DATA FOR REVIEW section start
PR #915, opened 2024-02-09
Add PayPal Messaging Feature to Demo App

jaxdesmarais:
This work is going into the `paypal-messaging-feature` branch

### Summary of changes

 - Add `PayPalMessagingFragment` to Demo app
     - Add button to demo app to select this feature
     - Implement `PayPalMessagingView`
- Update `PayPalMessagingView` method and subclass `FrameLayout` so the class is a view type
    - Move context to constructor vs in start method as it is needed for `FrameLayout` subclass
    - Update CHANGELOG with these changes

### Checklist

 - [x] Added a changelog entry

### Authors

@jaxdesmarais

### DIFF
--- a/Demo/src/main/java/com/braintreepayments/demo/PayPalMessagingFragment.kt
+++ b/Demo/src/main/java/com/braintreepayments/demo/PayPalMessagingFragment.kt
@@ -1,0 +1,58 @@
+package com.braintreepayments.demo
+
+import android.os.Bundle
+import android.view.LayoutInflater
+import android.view.View
+import android.view.ViewGroup
+import com.braintreepayments.api.PayPalMessagingListener
+import com.braintreepayments.api.PayPalMessagingLogoType
+import com.braintreepayments.api.PayPalMessagingOfferType
+import com.braintreepayments.api.PayPalMessagingRequest
+import com.braintreepayments.api.PayPalMessagingTextAlignment
+import com.braintreepayments.api.PayPalMessagingView
+
+class PayPalMessagingFragment: BaseFragment(), PayPalMessagingListener {
+    override fun onCreateView(
+        inflater: LayoutInflater,
+        container: ViewGroup?,
+        savedInstanceState: Bundle?
+    ): View? {
+        return inflater.inflate(R.layout.fragment_paypal_messaging, container, false)
+    }
+
+    override fun onViewCreated(view: View, savedInstanceState: Bundle?) {
+        super.onViewCreated(view, savedInstanceState)
+        val payPalMessagingRequest = PayPalMessagingRequest(
+            2.0,
+            null,
+            PayPalMessagingOfferType.PAY_LATER_LONG_TERM,
+            "US",
+            PayPalMessagingLogoType.PRIMARY,
+            PayPalMessagingTextAlignment.CENTER,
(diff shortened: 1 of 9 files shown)


Demo/src/main/java/com/braintreepayments/demo/PayPalMessagingFragment.kt
```diff
@@ -0,0 +1,68 @@
...
+            amount = 2.0,
+            placement = null,
+            offerType = PayPalMessagingOfferType.PAY_LATER_LONG_TERM,
+            buyerCountry = "US",
+            logoType = PayPalMessagingLogoType.PRIMARY,
+            textAlignment = PayPalMessagingTextAlignment.CENTER,
+            color = null
+        )
+
+        var payPalMessagingView = PayPalMessagingView(braintreeClient, requireActivity())
```
tdchow, line 37: Can we make this `var` a `val` here? It doesn't seem like we're resetting its value.

Demo/src/main/java/com/braintreepayments/demo/PayPalMessagingFragment.kt
```diff
@@ -0,0 +1,68 @@
...
+        print("Loading PayPalMessagingView")
+    }
+
+    override fun onPayPalMessagingSuccess() {
+        print("PayPalMessagingView displayed to user")
+    }
+
+    override fun onPayPalMessagingFailure(error: Exception) {
+        print("PayPalMessagingView returned the error:" + error.message)
+    }
```
tdchow, line 67: We might want to use `println()` here instead of `print()`.

`println()` will add a new line character to the end of the message: https://kotlinlang.org/api/latest/jvm/stdlib/kotlin.io/println.html

PayPalMessaging/src/main/java/com/braintreepayments/api/PayPalMessagingView.kt
```diff
@@ -16,16 +17,18 @@ import com.paypal.messages.config.message.PayPalMessageViewStateCallbacks
  * Note: **This module is in beta. It's public API may change or be removed in future releases.**
  * @property braintreeClient a {@link BraintreeClient}
```
tdchow, line 18: Would we want to update the kdoc with the `context` param?

Demo/src/main/java/com/braintreepayments/demo/PayPalMessagingFragment.kt
jaxdesmarais: Done: https://github.com/braintree/braintree_android/pull/915/commits/35b1b76d31195efd27639d320fbaa58265a52f7c

PayPalMessaging/src/main/java/com/braintreepayments/api/PayPalMessagingView.kt
jaxdesmarais: Good catch, updated: https://github.com/braintree/braintree_android/pull/915/commits/35b1b76d31195efd27639d320fbaa58265a52f7c

tdchow (approved):
Looks great! Thanks for making the updates!

sarahkoop (approved):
DATA FOR REVIEW section end
▸ **WHAT TO DO**: Lines holding the word "override" are the answer; copy each one from the records above.

▸ **WORKED SOLUTION**:
+    override fun onCreateView(
+    override fun onViewCreated(view: View, savedInstanceState: Bundle?) {
+    override fun onPayPalMessagingSuccess() {
+    override fun onPayPalMessagingFailure(error: Exception) {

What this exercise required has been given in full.